Huelgas y borrascas
LA SUCESIÓN de huelgas, día tras día, hasta configurar un panorama actual y un inmediato porvenir de gran paralización en la actividad nacional, preocupa a todos los españoles, excepto, al parecer, a ese puñado que se reúne en los Consejos de Ministros, a juzgar por el silencio pertinaz y la pasividad que exhiben el Gobierno y su presidente. A las numerosas jornadas lectivas perdidas ya en casi todos los ,niveles de la enseñanza se sumó y sigue sumando la dejación de atenciones en multitud de hospitales. A las manifestaciones de tractores se añaden las huelgas de ambulancias, a los paros de los profesores de EGB en las escuelas públicas se unen los de la enseñanza privada, los médicos rurales y recientemente otros profesores de enseñanza media por motivos distintos. La falta de acuerdo en la negociación de los convenios colectivos ha desatado una ristra de huelgas en la construcción, que afectan a la mayoría de las provincias, y ya se agregan los paros en las empresas de automoción y cualesquiera otras que, como es previsible, no alcanzarán fácilmente un pacto. Esto, aparte del grave problema que se ha planteado en Reinosa y que sigue sin solución.En el horizonte de la próxima semana, los empleados de las compañías de transporte público han convocado estratégicamente sus días de huelga para producir el mayor daño en la población y el mayor deterioro en los ingresos turísticos. Hasta los 87 paradores nacionales se unen en días críticos para multiplicar el deterioro. Desde Iberia y Aviaco hasta Renfe, los paros en el Metro madrileño o en compañías de transporte naval, las comunicaciones por tierra, mar y aire tienden a sufrir un colapso ante el cual, de nuevo, la indiferencia de la Administración rebasa los niveles de la paciencia ciudadana. Si, pese a todo, los españoles se deciden a viajar durante la Semana Santa, la congestión en las carreteras puede incrementar las ya de por sí alarmantes cifras que en jornadas similares deparan las redes viarias españolas.
Poca duda cabe de que en el movimiento de los médicos o en la actitud de los catedráticos, escocidos por la ley socialista sobre incompatibilidades, es posible descubrir un componente político unido a la reivindicación laboral.

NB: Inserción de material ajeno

PR #485, opened 2026-08-28
Update rpo and rev_rpo

### LINKED ISSUE #477: In `main` the documentation for `rpo_cmp` and `rev_rpo_cmp` currently disagrees with the documentation in libsemigroups
In libsemigroups, `rpo_cmp` to read words from right to left, while in the doc here it claims to read them from left to right. This should be fixed in one place or the other!

### LINKED ISSUE #478: The doc for `rpo_cmp` + `rev_rpo_cmp` should include the definitions

### LINKED ISSUE #480: Remove the perfomance warning for `rpo_cmp` and `rev_rpo_cmp`
After some benchmarking, we realised that `rpo_cmp` does not have notably worse performance than the other comparison functions. As such, we should remove the disclaimers that say the performance is worse.

Joseph-Edwards:
This PR updates the Python bindings to reflect the changes in https://github.com/libsemigroups/libsemigroups/pull/1056. It also adds several `...RPO...` objects, where previously only `...RevRPO...` objects existed.


src/du-narendran-rusinowitch.cpp
```diff
@@ -46,24 +46,26 @@ namespace libsemigroups {
...
+alphabet is empty if this fails, or if the alphabet was empty to begin
+with.
 
 :param p: the presentation whose rules are to be oriented.
 :type p: Presentation
 
-:returns: An alphabet order orienting every rule, or an empty word if none
-  exists.
+:returns: The ordered alphabet, if such an alphabet exists. Otherwise, the
+  empty alphabet.
```
james-d-mitchell, line 62: This isn't really a comment about this PR, but maybe this should return `None` if it can't do it.

james-d-mitchell:
@codex review

james-d-mitchell (approved):
Looks good to me, let's see what Codex "thinks"

src/libsemigroups_pybind11/knuth_bendix.py
james-d-mitchell, line 137: I think Codex means there are some of the new `_KnuthBendix.*` that should be registered here too.

src/du-narendran-rusinowitch.cpp
Joseph-Edwards: Do you think we should change the C++ code to return an optional, or should this be a Python only change?

PR #487, opened 2026-09-03
Add missing include to `paths.cpp`

Joseph-Edwards:
This PR adds a missing include, that was revealed by https://github.com/libsemigroups/libsemigroups/pull/1075.


Joseph-Edwards:
The CI will fail until the libsemigroups PR is merged.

Igualmente es inocente negar que en las revueltas estudiantiles no hayan participado intereses ajenos a las meras solicitudes académicas. Sin embargo, es también innegable que en la autoridad económica, planteando los objetivos para 1987 ha existido un grado de incompetencia y una falta de pulso político. Si es cierto, como se anunciaba, que 1987 sería el primer año en que se advertiría la salida de la crisis económica, no cabe duda de que el Gobierno ha hecho poco para que en estos meses se consolidara el cambio de situación. Más bien al contrario, ha sido el Estado como empresario y el sector público en general quien ha representado el papel de pionero y protagonista máximo de la conflictividad. La irresponsabilidad sindical, el culto al corporativismo, el oportunismo de algunos sectores... De todo hay en el panorama. Muchas de las huelgas a las que asistimos no sólo son impopulares, sino que no están justificadas en absoluto a los ojos de la opinión pública. La conflictividad en la sanidad, so pretexto de que ésta no funciona, es además el punto de encuentro de todas las demagogias de la izquierda y de la derecha y un ejemplo clarísono de hasta dónde puede llegar el propio aprecio de un sector de la clase médica. Las huelgas en los transportes no dañan a las empresas tanto como a los usuarios.
Pero el silencio no puede ser la respuesta. Y el silencio es lo que prima ahora en el Gobierno. Reconocer que la cadena de huelgas refleja un malestar en el que va incluida la torpeza de los gobernantes sería el primer paso para empezar a solucionar este trastorno civil. Gobernar no es sólo hacer leyes ni dictar nombramientos. Gobernar es exactamente eso: conducir una sociedad, infundirle confianza y seguridad en su destino. Para eso lo primero es hablarle, aunque sólo fuera de cuando en cuando.